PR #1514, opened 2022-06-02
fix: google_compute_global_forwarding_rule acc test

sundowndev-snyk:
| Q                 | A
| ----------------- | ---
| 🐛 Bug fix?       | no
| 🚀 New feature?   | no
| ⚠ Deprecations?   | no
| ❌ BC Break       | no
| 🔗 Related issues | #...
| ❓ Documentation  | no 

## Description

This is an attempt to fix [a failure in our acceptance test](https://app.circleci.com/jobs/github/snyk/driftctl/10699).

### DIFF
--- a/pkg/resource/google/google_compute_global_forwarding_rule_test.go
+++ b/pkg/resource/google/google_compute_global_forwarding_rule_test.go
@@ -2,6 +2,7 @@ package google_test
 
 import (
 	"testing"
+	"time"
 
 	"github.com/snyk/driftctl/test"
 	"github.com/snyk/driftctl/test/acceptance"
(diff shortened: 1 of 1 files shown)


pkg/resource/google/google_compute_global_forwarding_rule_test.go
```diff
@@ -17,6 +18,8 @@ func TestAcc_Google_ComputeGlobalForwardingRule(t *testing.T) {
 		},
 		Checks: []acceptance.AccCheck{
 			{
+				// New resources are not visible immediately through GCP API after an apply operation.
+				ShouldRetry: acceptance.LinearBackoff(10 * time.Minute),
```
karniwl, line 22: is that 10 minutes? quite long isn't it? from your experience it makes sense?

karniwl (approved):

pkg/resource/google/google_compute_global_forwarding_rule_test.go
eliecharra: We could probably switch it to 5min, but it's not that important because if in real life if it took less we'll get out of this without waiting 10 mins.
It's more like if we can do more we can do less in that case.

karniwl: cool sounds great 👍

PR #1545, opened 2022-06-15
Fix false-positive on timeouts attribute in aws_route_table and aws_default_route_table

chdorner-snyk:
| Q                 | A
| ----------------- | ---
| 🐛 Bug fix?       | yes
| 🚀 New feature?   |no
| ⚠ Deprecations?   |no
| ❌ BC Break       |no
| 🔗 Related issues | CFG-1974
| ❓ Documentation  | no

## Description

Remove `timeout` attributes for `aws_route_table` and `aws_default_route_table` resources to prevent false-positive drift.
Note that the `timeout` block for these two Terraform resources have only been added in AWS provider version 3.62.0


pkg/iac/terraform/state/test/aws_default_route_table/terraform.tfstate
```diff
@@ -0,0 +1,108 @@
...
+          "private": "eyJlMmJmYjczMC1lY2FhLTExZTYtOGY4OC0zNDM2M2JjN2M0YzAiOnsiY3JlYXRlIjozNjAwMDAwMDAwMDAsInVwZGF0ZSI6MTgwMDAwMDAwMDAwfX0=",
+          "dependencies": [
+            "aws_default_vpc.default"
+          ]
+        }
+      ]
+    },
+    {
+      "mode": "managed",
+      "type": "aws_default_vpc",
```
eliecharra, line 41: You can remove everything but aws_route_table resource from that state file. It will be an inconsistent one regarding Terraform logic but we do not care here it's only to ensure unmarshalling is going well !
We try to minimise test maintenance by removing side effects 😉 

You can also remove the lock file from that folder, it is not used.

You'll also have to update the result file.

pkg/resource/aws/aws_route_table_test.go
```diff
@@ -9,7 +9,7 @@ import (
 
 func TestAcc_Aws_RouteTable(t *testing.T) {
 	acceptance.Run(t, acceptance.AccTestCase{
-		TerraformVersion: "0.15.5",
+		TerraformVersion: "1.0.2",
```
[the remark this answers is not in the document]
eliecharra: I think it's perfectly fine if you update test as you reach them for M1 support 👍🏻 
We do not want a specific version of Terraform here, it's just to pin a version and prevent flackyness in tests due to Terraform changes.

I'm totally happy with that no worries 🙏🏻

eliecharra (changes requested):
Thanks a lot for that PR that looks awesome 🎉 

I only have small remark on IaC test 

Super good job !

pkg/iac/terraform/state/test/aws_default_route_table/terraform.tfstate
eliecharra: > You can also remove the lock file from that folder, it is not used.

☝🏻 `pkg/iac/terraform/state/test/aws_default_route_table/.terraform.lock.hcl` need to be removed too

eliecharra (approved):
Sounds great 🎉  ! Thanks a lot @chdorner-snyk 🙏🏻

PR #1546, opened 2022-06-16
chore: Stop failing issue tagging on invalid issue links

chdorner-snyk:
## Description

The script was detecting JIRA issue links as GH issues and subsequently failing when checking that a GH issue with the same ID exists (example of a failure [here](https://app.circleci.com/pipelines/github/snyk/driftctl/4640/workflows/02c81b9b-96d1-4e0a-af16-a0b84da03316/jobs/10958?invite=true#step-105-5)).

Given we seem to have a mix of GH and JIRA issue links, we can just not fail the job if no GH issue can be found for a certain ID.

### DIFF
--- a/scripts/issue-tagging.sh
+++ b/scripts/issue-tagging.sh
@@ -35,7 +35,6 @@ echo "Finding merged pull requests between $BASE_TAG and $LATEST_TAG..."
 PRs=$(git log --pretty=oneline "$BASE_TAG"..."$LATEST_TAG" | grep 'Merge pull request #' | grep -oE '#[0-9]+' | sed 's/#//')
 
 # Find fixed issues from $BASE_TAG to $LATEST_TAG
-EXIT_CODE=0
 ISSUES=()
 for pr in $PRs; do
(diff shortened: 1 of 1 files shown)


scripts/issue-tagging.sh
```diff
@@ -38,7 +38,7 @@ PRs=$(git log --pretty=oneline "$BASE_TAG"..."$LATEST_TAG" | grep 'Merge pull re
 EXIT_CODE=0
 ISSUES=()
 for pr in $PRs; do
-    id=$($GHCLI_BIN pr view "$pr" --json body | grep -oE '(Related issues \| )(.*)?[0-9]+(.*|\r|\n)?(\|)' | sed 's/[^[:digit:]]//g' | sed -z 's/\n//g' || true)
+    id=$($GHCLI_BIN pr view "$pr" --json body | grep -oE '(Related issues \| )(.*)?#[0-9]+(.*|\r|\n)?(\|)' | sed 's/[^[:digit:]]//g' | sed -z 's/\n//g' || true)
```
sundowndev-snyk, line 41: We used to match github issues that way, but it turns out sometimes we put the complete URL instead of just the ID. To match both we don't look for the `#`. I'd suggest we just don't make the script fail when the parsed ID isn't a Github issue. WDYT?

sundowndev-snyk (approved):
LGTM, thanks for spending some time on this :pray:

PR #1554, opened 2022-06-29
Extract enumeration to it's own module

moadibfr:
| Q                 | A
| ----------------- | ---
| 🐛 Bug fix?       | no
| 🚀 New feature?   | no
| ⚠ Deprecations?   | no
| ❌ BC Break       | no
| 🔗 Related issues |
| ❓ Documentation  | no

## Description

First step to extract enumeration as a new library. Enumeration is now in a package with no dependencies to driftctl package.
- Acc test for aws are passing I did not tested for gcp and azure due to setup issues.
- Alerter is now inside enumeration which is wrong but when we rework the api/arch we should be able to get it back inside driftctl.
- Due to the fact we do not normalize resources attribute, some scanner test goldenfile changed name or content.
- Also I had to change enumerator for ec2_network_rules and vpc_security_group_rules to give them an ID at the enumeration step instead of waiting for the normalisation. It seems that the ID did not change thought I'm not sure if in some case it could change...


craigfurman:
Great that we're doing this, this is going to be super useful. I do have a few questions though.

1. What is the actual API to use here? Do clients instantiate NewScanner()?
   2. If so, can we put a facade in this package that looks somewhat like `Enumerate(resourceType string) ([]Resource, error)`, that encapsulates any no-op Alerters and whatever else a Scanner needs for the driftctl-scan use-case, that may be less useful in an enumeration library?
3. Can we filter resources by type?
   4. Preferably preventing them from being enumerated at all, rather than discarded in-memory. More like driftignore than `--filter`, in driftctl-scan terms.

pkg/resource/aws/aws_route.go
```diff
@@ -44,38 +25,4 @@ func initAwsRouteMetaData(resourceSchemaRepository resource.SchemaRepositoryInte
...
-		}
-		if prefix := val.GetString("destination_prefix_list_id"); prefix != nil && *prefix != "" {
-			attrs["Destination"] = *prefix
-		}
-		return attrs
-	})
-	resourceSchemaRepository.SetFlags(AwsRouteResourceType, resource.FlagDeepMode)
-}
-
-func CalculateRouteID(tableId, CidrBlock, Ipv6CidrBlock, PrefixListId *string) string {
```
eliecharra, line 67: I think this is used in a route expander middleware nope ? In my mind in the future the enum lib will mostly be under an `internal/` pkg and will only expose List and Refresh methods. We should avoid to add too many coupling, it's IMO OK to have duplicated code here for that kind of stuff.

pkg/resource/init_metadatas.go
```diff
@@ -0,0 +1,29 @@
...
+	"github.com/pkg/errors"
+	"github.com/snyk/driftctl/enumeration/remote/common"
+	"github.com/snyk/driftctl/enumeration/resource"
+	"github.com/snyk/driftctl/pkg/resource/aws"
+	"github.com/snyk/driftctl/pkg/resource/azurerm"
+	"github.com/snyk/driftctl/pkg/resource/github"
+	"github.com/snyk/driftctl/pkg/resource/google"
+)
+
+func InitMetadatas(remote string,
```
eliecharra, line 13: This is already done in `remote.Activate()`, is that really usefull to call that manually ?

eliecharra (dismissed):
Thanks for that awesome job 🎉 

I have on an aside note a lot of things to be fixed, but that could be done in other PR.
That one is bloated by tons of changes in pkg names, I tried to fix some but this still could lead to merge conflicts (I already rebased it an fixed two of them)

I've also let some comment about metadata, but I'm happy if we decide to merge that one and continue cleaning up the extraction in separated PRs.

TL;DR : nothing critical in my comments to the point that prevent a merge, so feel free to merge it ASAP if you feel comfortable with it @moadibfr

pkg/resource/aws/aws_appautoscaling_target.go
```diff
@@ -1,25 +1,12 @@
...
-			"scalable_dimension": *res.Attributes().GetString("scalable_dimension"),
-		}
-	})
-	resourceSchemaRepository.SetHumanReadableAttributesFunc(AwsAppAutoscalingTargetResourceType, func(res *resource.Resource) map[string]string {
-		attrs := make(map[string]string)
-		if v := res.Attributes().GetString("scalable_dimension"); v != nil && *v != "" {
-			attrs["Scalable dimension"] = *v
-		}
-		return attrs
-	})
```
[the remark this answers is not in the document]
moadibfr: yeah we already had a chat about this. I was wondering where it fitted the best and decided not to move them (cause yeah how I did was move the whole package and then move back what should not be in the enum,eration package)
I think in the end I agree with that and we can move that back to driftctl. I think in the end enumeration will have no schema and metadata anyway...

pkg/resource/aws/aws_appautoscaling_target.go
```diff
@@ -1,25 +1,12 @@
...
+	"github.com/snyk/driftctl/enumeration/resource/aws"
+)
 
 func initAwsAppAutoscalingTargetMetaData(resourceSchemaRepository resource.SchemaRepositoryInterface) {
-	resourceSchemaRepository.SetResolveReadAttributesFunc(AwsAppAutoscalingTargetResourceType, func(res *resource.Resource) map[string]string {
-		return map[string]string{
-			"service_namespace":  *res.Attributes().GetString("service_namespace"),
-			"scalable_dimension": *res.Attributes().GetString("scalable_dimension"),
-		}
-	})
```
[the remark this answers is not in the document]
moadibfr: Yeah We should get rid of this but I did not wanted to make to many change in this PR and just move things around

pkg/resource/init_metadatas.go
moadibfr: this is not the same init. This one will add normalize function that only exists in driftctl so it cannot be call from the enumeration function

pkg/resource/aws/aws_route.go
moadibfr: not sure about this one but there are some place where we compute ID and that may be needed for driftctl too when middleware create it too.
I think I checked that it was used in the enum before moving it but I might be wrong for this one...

■ Task description ■
Those lines of the records that contain the string "things" should be identified and copied.

■ Your response ■
I have on an aside note a lot of things to be fixed, but that could be done in other PR.
moadibfr: Yeah We should get rid of this but I did not wanted to make to many change in this PR and just move things around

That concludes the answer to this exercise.